───── MATERIAL PROVIDED
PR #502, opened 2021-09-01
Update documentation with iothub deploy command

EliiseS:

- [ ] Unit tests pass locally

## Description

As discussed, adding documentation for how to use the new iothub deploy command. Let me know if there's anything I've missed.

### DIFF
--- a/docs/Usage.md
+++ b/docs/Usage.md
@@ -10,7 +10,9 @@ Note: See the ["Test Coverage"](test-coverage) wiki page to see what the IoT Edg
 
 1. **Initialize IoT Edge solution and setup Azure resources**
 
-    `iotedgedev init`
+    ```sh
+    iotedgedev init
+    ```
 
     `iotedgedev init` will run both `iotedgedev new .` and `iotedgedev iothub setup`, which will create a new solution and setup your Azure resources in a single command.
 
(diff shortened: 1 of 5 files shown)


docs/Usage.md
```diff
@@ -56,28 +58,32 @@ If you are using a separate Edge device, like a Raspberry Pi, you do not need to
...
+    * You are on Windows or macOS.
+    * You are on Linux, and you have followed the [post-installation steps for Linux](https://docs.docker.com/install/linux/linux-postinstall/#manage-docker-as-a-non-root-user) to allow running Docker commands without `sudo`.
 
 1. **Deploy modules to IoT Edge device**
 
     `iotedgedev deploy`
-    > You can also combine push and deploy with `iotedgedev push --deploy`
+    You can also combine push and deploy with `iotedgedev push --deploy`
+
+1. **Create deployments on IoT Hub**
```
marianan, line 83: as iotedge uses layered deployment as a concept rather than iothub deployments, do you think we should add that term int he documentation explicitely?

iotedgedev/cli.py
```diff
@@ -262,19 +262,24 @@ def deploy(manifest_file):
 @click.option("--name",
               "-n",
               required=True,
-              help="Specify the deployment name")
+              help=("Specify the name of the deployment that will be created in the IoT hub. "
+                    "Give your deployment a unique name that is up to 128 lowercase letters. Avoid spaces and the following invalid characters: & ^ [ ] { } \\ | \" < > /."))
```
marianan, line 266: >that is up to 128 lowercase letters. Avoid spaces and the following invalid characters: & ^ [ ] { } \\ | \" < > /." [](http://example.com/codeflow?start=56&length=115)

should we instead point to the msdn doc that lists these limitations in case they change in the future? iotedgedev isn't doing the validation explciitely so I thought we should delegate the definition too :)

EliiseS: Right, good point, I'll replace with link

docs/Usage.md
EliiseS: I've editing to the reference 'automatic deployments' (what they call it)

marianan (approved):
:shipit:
──────────
───── MATERIAL PROVIDED
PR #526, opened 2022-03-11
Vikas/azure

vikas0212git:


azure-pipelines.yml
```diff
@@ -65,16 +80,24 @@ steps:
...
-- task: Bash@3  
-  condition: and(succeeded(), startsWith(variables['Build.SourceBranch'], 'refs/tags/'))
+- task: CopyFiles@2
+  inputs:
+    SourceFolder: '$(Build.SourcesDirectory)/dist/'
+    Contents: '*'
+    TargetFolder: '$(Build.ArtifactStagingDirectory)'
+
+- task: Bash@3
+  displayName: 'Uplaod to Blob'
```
──────────
* BRIEF *
Please copy the lines in the records above between the one holding "PR #502, opened 2021-09-01" and the one holding "the IoT Edg", inclusive, exactly and with no other line.

* SOLUTION TO THE EXERCISE *
PR #502, opened 2021-09-01
Update documentation with iothub deploy command

EliiseS:

- [ ] Unit tests pass locally

## Description

As discussed, adding documentation for how to use the new iothub deploy command. Let me know if there's anything I've missed.

### DIFF
--- a/docs/Usage.md
+++ b/docs/Usage.md
@@ -10,7 +10,9 @@ Note: See the ["Test Coverage"](test-coverage) wiki page to see what the IoT Edg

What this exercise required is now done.